Data loading with massive batches?

Hi, I am using a batch size of 640 on the following model:

It’s a simple CNN with a relation network. Most of the computation time is spent merely on loading the data. In fact, I checked the GPU usage and most of the time they’re not being used. I have 4 GPUs and they seem to process the data quickly, once it’s loaded. I also have 40 CPUs serving as workers.

However, I am in a hurry and the training time is too long with my current setup (3 weeks!). The bottleneck is the data loading I believe. See the __getitem__ and collate functions in the dataset.py of the link above.

Is there any way to speed up data loading with such large image batches? Perhaps a way to leverage my 40 CPUs? Any help would be greatly appreciated; this is particularly urgent.

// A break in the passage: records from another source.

PR #463, opened 2017-02-22
Support instance initialization

courte:
This branch uses an alias to access the configured Elasticsearch works_index. It then searching against that alias to improve the process of creating new indices.

It also adds a small change to allow the programmatic creation of a new index without an alias.

Fixes NYPL-Simplified/operations#49.

### DIFF
--- a/external_search.py
+++ b/external_search.py
@@ -94,10 +94,23 @@ class ExternalSearchIndex(object):
         else:
             if current_alias.endswith(self.CURRENT_ALIAS_SUFFIX):
                 # The alias culled from configuration is intended to be
-                # a current alias, but we couldn't find an index with that
-                # alias.
-                raise ValueError(
-                    "External search alias '%s' not found." % current_alias)
+                # a current alias, but an index with that alias wasn't
+                # found. Find or create an appropriate index.
+                base_index_name = self.base_index_name(current_alias)
+                new_index = base_index_name+'-'+ExternalSearchIndexVersions.latest()
+                exists = self.indices.exists(index=new_index)
+                created = None
+
+                if not exists:
+                    created = ExternalSearchIndexVersions.create_new_version(
+                        self, base_index_name)
+                if exists or created:
+                    _set_works_index(new_index)
+                else:
+                    raise ValueError(
+                        ("Requested external search alias '%s' not found"
+                         " and new index '%s' could not be found or created.")
+                        % (current_alias, new_index))
             else:
                 # Without the CURRENT_ALIAS_SUFFIX, assume the index string
                 # from config is the index itself and needs to be swapped.
--- a/external_search.py
+++ b/external_search.py
@@ -15,6 +15,7 @@ import time
 class ExternalSearchIndex(object):
     
     work_document_type = 'work-type'
+    CURRENT_ALIAS_SUFFIX = '-current'
     __client = None
 
     def __init__(self, url=None, works_index=None):
@@ -23,7 +24,7 @@ class ExternalSearchIndex(object):
 
         # By default, assume that there is no search index.
         self.works_index = None
-
+        use_alias = False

Generally, multiple workers should speedup your data loading, although the sweet spot depends on your setup.
You could have a look at this post for more information about potential bottlenecks.
Also, you might want to use DALI in case it fits your use case.

Not to be a nuisance, but is there anything obvious that stands out to you in this data loader? https://github.com/rosinality/relation-networks-pytorch/blob/master/dataset.py

The collate_data function uses a sort, but getting rid of it didn’t fix the intermittent pauses throughout training. If you could take a glimpse and if something stands out to you that I didn’t catch, it would be really appreciated.

The Dataset looks good and apparently the custom collate_fn doesn’t change the slow down.
You could install PIL-SIMD to speed up the image transformations.
PIL-SIMD is a drop-in replacement for PIL and you don’t have to change any calls, so this might be worth a try.